A garantia contratual completa a legal e é dada pelo próprio fornecedor. Chama-se termo de garantia (Art. 50, CDC).

 

O termo de garantia deve explicar:

  • o que está garantido;
  • qual é o seu prazo;
  • qual o lugar em que ele deve ser exigido.

 

O termo de garantia deve ser acompanhado de um manual de instrução ilustrado, em português, e fácil de entender.

Não entregar termo de garantia, devidamente preenchido, é crime (Art. 74, CDC).

As fábricas costumam oferecer uma garantia extra, chamada garantia contratual. Esta garantia tem que ser especificada por escrito e é complementar à garantia legal.

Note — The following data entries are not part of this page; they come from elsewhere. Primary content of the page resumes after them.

PR #4869, opened 2025-10-05
Integrate new Broker optimization

Neverlord:
See Broker-side PR https://github.com/zeek/broker/pull/487


ckreibich:
Just an update here after I finally got back to this late last week. Dominik and I spoke at length about this today, so this is more of an fyi to capture current status.

With this changeset the backpressure tests in the cluster testsuite fail, and I'm wondering if the Broker change does something deeper to the buffering/backpressure behavior (which we should avoid given the behavior we've established with 7.1 & 7.2).

I've put together a branch `topic/christian/core-actor-redesign` in [zeek-testing-cluster](https://github.com/zeek/zeek-testing-cluster) that logs more information to stdout to simplify comparison and adds tcpdump to the container so one can trace the local activity on loopback.

I'll focus on the `tests/backend/broker/backpressure-overflow-slow-proxy.sh` test. This test runs a single-host cluster in a single container, so all Broker activity runs over loopback. It uses the disconnect policy and locks up the receiving node (the single proxy node) with `sleep()`s in the script layer so receiving events never get drained, building up backpressure, until the sender (the single worker node) sees the overflow.

This is the behavior on current Zeek `master`:

The sender (the worker node) starts off ...
```
$ less .tmp/tests.backend.broker.backpressure-overflow-slow-proxy/controller/var/lib/nodes/worker/stdout
Backpressure policy: disconnect
Sender ping: 1771888882.11041 0 1
Sender ping: 1771888882.110416 0 2
Sender ping: 1771888882.110418 0 3
Sender ping: 1771888882.11042 0 4
...
```
... and the receiver (the proxy) waits through a few received messages before blocking at the script layer:
```
$ less .tmp/tests.backend.broker.backpressure-overflow-slow-proxy/controller/var/lib/nodes/proxy/stdout
Backpressure policy: disconnect
received ping: 1771888882.195403 0 58
received ping: 1771888882.19541 0 59
received ping: 1771888882.195412 0 60
received ping: 1771888882.195413 0 61
...
received ping: 1771888882.195432 0 74
received ping: 1771888882.195433 0 75
received ping: 1771888882.195435 0 76
1771888882.195454 WEDGING
```
At this point the worker keeps sending events until the proxy slams the receive window shut. You can see this by running
```
$ docker exec -it tests_backend_broker_backpressure_overflow_slow_proxy-controller-1 tcpdump -nn -i lo port 2201
```
... (2201 is the proxy's Broker port) which'll look something like this (note the `win 0`) and then nearly stall:
```
23:21:30.326059 IP 127.0.0.1.2201 > 127.0.0.1.33012: Flags [.], ack 824280, win 30, options [nop,nop,TS val 39171818 ecr 39171777], length 0
23:21:30.326087 IP 127.0.0.1.33012 > 127.0.0.1.2201: Flags [P.], seq 824280:831386, ack 2317, win 64, options [nop,nop,TS val 39171818 ecr 39171818], length 7106
23:21:30.367068 IP 127.0.0.1.2201 > 127.0.0.1.33012: Flags [.], ack 831386, win 24, options [nop,nop,TS val 39171859 ecr 39171818], length 0
23:21:30.367100 IP 127.0.0.1.33012 > 127.0.0.1.2201: Flags [P.], seq 831386:838834, ack 2317, win 64, options [nop,nop,TS val 39171859 ecr 39171859], length 7448
23:21:30.408086 IP 127.0.0.1.2201 > 127.0.0.1.33012: Flags [.], ack 838834, win 17, options [nop,nop,TS val 39171900 ecr 39171859], length 0
23:21:30.408144 IP 127.0.0.1.33012 > 127.0.0.1.2201: Flags [P.], seq 838834:853217, ack 2317, win 64, options [nop,nop,TS val 39171900 ecr 39171900], length 14383
23:21:30.449058 IP 127.0.0.1.2201 > 127.0.0.1.33012: Flags [.], ack 853217, win 3, options [nop,nop,TS val 39171941 ecr 39171900], length 0
23:21:30.695068 IP 127.0.0.1.33012 > 127.0.0.1.2201: Flags [P.], seq 853217:856289, ack 2317, win 64, options [nop,nop,TS val 39172187 ecr 39171941], length 3072
23:21:30.695090 IP 127.0.0.1.2201 > 127.0.0.1.33012: Flags [.], ack 856289, win 0, options [nop,nop,TS val 39172187 ecr 39172187], length 0
23:21:30.935090 IP 127.0.0.1.33012 > 127.0.0.1.2201: Flags [.], ack 2317, win 64, options [nop,nop,TS val 39172427 ecr 39172187], length 0
23:21:30.935111 IP 127.0.0.1.2201 > 127.0.0.1.33012: Flags [.], ack 856289, win 0, options [nop,nop,TS val 39172427 ecr 39172187], length 0
```
At this point the worker sees what's happening and initiates recovery:
```
$ less .tmp/tests.backend.broker.backpressure-overflow-slow-proxy/controller/var/lib/nodes/worker/stdout
...
Sender ping: 1771888905.698935 0 15331
Sender ping: 1771888905.698987 0 15332
Sender ping: 1771888905.699071 0 15333
Broker::peer_removed removed connection to remote peer (caf::sec::backpressure_overflow)
1771888905.705888 UNPEERED, epoch now 1
```
... at which point receiving resumes and the test succeeds.

Now, the branch version. What I'm seeing is the backpressure mechanism simply not kicking in. The sender keeps sending events to the receiver despite that fact that it locks the script layer, until the test times out. Since nothing's changed in the script layer, it's as if content is read from the socket but then discarded, so the backpressure never makes it to the sender — could that be?

It looks like this: the worker takes off ...
```
$ less .tmp/tests.backend.broker.backpressure-overflow-slow-proxy/controller/var/lib/nodes/worker/stdout
Backpressure policy: disconnect
Sender ping: 1771889560.443585 0 1
Sender ping: 1771889560.443592 0 2
Sender ping: 1771889560.443594 0 3
```
... and the proxy locks up as before:
```
$ less .tmp/tests.backend.broker.backpressure-overflow-slow-proxy/controller/var/lib/nodes/proxy/stdout
Backpressure policy: disconnect
received ping: 1771889560.487314 0 69
received ping: 1771889560.487322 0 70
received ping: 1771889560.487324 0 71
received ping: 1771889560.487325 0 72
...
ceived ping: 1771889560.528353 0 93
received ping: 1771889560.528354 0 94
received ping: 1771889560.528355 0 95
1771889560.528376 WEDGING
```
But at the tcpdump level the receiver never slows down the sender, and the `Broker::peer_removed` message never appears in the worker's stdout. The test eventually times out and fails.

I'll put together equivalent tests for the other backpressure policies since we should have those anyway, but since the behavior isn't visible at the TCP level I suspect it won't act any differently.

Neverlord:
Too late for 8.2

Assim, se a fábrica oferece 1 (um) ano de garantia para o veículo, à garantia total será de 1 (um) ano e 3 (três) meses que é a soma da garantia legal e da garantia contratual.

Para valer a garantia é necessário exigir da concessionária o preenchimento e carimbo da garantia e a leitura atenta do Manual do Proprietário para saber como utiliza-la.

È interessante destacar ainda que se um veículo novo apresentar defeito no prazo da garantia, e este defeito não for sanado no prazo de 30 (trinta) dias, o consumidor pode exigir a troca do veículo ou a devolução dos valores pagos, conforme sua opção.

É certo ainda que se o vício for oculto, por exemplo, um defeito de pintura ou um motor que apresente quebra por defeito interno de suas peças que só apareça após o fim da garantia, o consumidor tem direito ao reparo gratuito ou indenização.

O prazo para exigir indenizações com base em vícios em veículos comprados entre consumidor e empresas é de 5 (cinco) anos. Já para veículos comprados de particulares, o prazo para ação de indenização é de 3 (três) anos.

Uma abusividade detectada em algumas concessionárias de veículos é oferecer garantia extra para o veículo, desde que as revisões sejam feitas somente na concessionária. O problema é que algumas concessionárias condicionam até a troca de óleo a ser feita na concessionária, que por vezes é mais cara do que em firmas particulares ou postos de serviços. Tal prática constitui venda casada e deve ser denunciada ao PROCON.